Minimum number of files that must exist in the Delta directory before Auto Optimize begins compaction. See Databricks Delta Lake documentation for details.

spark.databricks.delta.autoCompact.maxFileSize

128MB

Target file size produced by auto compaction. See Databricks Delta Lake documentation for details.

spark.databricks.delta.autoCompact.target

partition

Target files for auto compaction. “table”, “commit”, “partition” options are available. If “table”, all files in the table are eligible for auto compaction. If “commit”, added/updated files by the commit are eligible. If “partition”, all files in partitions containing any added/updated files by the commit are eligible.

spark.databricks.delta.autoCompact.maxCompactBytes

20GB

Maximum amount of data to compact together

Optimized write support requires round-robin partitioning of the data, and round-robin partitioning requires sorting across all columns for deterministic operation. If the GPU can’t support sorting a particular column type in order to support the round-robin partitioning, the Delta Lake write will fallback to the CPU.

RapidsDeltaWrite Node in Query Plans#

A side-effect of performing a GPU accelerated Delta Lake write is a new node will appear in the query plan, RapidsDeltaWrite. Normally, the writing of Delta Lake files isn’t represented by a dedicated node in query plans, as it’s implicitly covered by higher-level operations such as SaveIntoDataSourceCommand that wrap the entire query along with the write operation afterwards. The RAPIDS Accelerator places a node in the plan being written to mark the point at which the write occurs and adds statistics showing the time spent performing the low-level write operation.

Merging Into Delta Lake Tables#

Delta Lake merge acceleration is enabled by default. To disable acceleration of Delta Lake merge operations, set spark.rapids.sql.command.MergeIntoCommand=false and also set spark.rapids.sql.command.MergeIntoCommandEdge=false on Databricks platforms.

Merging into Delta Lake tables via the SQL MERGE INTO statement or via the DeltaTable merge API on non-Databricks platforms is supported.

Note: Merging into Delta Lake tables with liquid clustering is not supported and will fallback to the CPU.

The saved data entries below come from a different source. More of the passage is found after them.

PR #204, opened 2015-06-30
add detection for python2.7

ingwinlu:
In python2.7 `simplejson` has been removed from stdlib and replaced
with `json`. `codegen.py` already has a fallback import in place so no
changes needed there.

This way python2.7 can be detected if installed and rabbitmq-server
can be compiled even if python is bound to python3.


michaelklishin:
Thank you!

Will cherry-pick to `stable`.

RapidsProcessDeltaMergeJoin Node in Query Plans#

A side-effect of performing GPU accelerated Delta Lake merge operations is a new node will appear in the query plan, RapidsProcessDeltaMergeJoin. Normally, the Delta Lake merge is performed via a join and then post-processing of the join via a MapPartitions node. Instead the GPU performs the join post-processing via this new RapidsProcessDeltaMergeJoin node.

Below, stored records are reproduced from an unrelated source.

PR #206, opened 2015-06-30
[WIP] optionally inject user_id into messages

ash-lshift:
Channels currently check the 'user ID' property of messages against the authenticated user: https://www.rabbitmq.com/validated-user-id.html

This PR adds a configuration entry `user_id_behaviour` which can take two values:

* `check` (the default) -- this is the current behaviour; it checks the 'user ID' property and closes the channel if it doesn't match
* `set` -- ignores the property value given with the message and replaces it with the true username.

### DIFF
--- a/src/rabbit_channel.erl
+++ b/src/rabbit_channel.erl
@@ -140,7 +140,9 @@
   %% used by "one shot RPC" (amq.
   reply_consumer,
   %% flow | noflow, see rabbitmq-server#114
-  delivery_flow
+  delivery_flow,
+  %% check | set
+  user_id_behaviour
 }).
 
 
@@ -341,6 +343,7 @@ init([Channel, ReaderPid, WriterPid, ConnPid, ConnName, Protocol, User, VHost,
              true   -> flow;
              false  -> noflow
            end,
+    UserIDBehaviour = rabbit_misc:get_env(rabbit, user_id_behaviour, check),
     State = #ch{state                   = starting,
                 protocol                = Protocol,
                 channel                 = Channel,
@@ -370,7 +373,8 @@ init([Channel, ReaderPid, WriterPid, ConnPid, ConnName, Protocol, User, VHost,
                 trace_state             = rabbit_trace:init(VHost),
                 consumer_prefetch       = 0,
                 reply_consumer          = none,
-                delivery_flow           = Flow},
+                delivery_flow           = Flow,
+                user_id_behaviour       = UserIDBehaviour},
     State1 = rabbit_event:init_stats_timer(State, #ch.stats_timer),
     rabbit_event:notify(channel_created, infos(?CREATION_EVENT_KEYS, State1)),
     rabbit_event:if_enabled(State1, #ch.stats_timer,
@@ -703,6 +707,18 @@ check_user_id_header(#'P_basic'{user_id = Claimed},
                    "'~s'", [Claimed, Actual])
     end.
 
+set_user_id_header(C = #content{properties = Props},
+                   #ch{user = #user{username = Username}}) ->
+    rabbit_binary_generator:clear_encoded_content(
+        C#content{properties = Props#'P_basic'{user_id = Username}}).
+
+check_or_set_user_id_header(Content = #content{properties = Props},
+                            State = #ch{user_id_behaviour = Behaviour}) ->
+    case Behaviour of
+      check -> check_user_id_header(Props, State), Content;
+      set -> set_user_id_header(Content, State)
+    end.
+
 check_expiration_header(Props) ->
     case rabbit_basic:parse_expiration(Props) of
         {ok, _}    -> ok;
@@ -887,9 +903,9 @@ handle_method(#'basic.publish'{exchange    = ExchangeNameBin,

Delete Operations on Delta Lake Tables#

Delta Lake delete acceleration is enabled by default. To disable acceleration of Delta Lake delete operations, set spark.rapids.sql.command.DeleteCommand=false and also set spark.rapids.sql.command.DeleteCommandEdge=false on Databricks platforms.

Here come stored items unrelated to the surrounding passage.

Issue #151, opened 2015-05-07
Autotuning of the number of async I/O threads


michaelklishin:
See [this mailing list thread](https://groups.google.com/d/msg/rabbitmq-users/ijHVImbazFI/cxPtzoxKEUoJ).

I wonder if we can do autotuning that will work reasonably well on all supported platforms.

binarin:
So is default value like ```16 * erlang:system_info(logical_processors_available)``` good enough?

michaelklishin:
@binarin that sounds good but I'd add "but no fewer than 64".

binarin:
Looks like detecting number of CPUs is not as simple as it seems on some OSes. Lev Walkin posted the following snippet in erlang-russian ML:
```
ncpus() ->
    case erlang:system_info(logical_processors_available) of
        unknown -> % Happens on Mac OS X.
            erlang:system_info(schedulers);
        N -> N
    end.
```

michaelklishin:
@binarin combined with the "no fewer than 64" condition above, it sounds good to me. It's unlikely that there will be significantly more schedulers configured than there are logical cores. We might want to cap the maximum number, say, at 512 or 1024, too.

PR #212, opened 2015-07-02
Bump default +A value to 64

### LINKED ISSUE #176: Increase async I/O thread pool default
We are getting reports on the list about people running into busy spinning because they have 8-16 cores, for which our async thread pool size of 30 is not enough.

I've noticed that Riak uses 64 as default value. Should we consider using the same? Values around 90-100 work well for 16 cores, so 64 should cover 8 cores reasonably well, at the risk of having a few unused threads on 4 cores.

michaelklishin:
Based on user feedback, 30 feels a bit low. We have to recommend
users with 8 or more cores per node to bump the value to around 100.

This value is not very scientific and assumes roughly 16
I/O threads per core. This is also the default Riak 2.1 uses.

Fixes #176.

### DIFF
--- a/scripts/rabbitmq-defaults
+++ b/scripts/rabbitmq-defaults
@@ -34,6 +34,6 @@ MNESIA_BASE=${SYS_PREFIX}/var/lib/rabbitmq/mnesia
 ENABLED_PLUGINS_FILE=${SYS_PREFIX}/etc/rabbitmq/enabled_plugins
 
 PLUGINS_DIR="${RABBITMQ_HOME}/plugins"
-IO_THREAD_POOL_SIZE=30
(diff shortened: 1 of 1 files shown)


binarin:
What do you think about applying this (unscientific) guess automatically, if it isn't explicitly configured?

michaelklishin:
@binarin like in https://github.com/rabbitmq/rabbitmq-server/issues/151?

Gsantomaggio:
Should we update also Windows ? 
Currently it uses [`30`](https://github.com/rabbitmq/rabbitmq-server/blob/rabbitmq-server-553/scripts/rabbitmq-server.bat#L101)

michaelklishin:
@Gsantomaggio good idea.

Deleting data from Delta Lake tables via the SQL DELETE FROM statement or via the DeltaTable delete API is supported.

Note: Delete operations on Delta Lake tables with liquid clustering are not supported and will fallback to the CPU.

num_affected_rows Difference with Databricks#

The Delta Lake delete command returns a single row result with a num_affected_rows column. When entire partition files in the table are deleted, the open source Delta Lake and RAPIDS Acclerator implementations of delete can return -1 for num_affected_rows since it could be expensive to open the files and produce an accurate row count. Databricks changed the behavior of delete operations that delete entire partition files to return the actual row count. This is only a difference in the statistics of the operation, and the table contents will still be accurately deleted with the RAPIDS Accelerator.

Update Operations on Delta Lake Tables#

Delta Lake update acceleration is enabled by default. To disable acceleration of Delta Lake update operations, set spark.rapids.sql.command.UpdateCommand=false and also set spark.rapids.sql.command.UpdateCommandEdge=false on Databricks platforms.

Updating data from Delta Lake tables via the SQL UPDATE statement or via the DeltaTable update API is supported.

Note: Update operations on Delta Lake tables with liquid clustering are not supported and will fallback to the CPU.